[Dataset items]
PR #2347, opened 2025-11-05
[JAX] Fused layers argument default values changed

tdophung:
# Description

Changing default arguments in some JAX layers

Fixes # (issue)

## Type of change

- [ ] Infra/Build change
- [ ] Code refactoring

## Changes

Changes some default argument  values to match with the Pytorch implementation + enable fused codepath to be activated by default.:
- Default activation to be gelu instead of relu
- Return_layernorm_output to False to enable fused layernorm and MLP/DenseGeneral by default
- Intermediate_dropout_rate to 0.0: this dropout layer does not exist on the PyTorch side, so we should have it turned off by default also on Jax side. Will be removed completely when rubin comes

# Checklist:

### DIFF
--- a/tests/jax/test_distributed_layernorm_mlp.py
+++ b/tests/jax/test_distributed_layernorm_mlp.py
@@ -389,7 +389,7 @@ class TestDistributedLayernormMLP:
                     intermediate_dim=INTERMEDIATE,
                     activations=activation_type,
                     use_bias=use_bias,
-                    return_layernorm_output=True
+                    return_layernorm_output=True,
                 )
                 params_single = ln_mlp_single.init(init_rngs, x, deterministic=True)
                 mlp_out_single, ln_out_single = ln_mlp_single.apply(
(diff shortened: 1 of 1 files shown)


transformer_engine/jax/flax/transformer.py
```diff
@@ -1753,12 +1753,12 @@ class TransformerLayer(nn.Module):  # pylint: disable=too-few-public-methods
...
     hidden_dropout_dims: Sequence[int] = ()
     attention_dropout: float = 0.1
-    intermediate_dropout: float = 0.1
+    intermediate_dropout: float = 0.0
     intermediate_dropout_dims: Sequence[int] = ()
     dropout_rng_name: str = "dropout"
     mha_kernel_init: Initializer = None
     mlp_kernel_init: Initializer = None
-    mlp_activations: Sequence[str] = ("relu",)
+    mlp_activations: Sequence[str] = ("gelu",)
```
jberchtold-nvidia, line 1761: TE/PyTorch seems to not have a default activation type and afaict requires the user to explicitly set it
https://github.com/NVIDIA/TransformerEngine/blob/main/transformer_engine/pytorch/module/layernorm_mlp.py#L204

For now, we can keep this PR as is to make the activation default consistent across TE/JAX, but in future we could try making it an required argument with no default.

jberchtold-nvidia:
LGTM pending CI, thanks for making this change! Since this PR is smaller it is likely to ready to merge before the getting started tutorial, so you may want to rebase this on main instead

» What is being asked
Your job is to return all lines above that hold the word "with".

» Written answer
Changes some default argument  values to match with the Pytorch implementation + enable fused codepath to be activated by default.:
For now, we can keep this PR as is to make the activation default consistent across TE/JAX, but in future we could try making it an required argument with no default.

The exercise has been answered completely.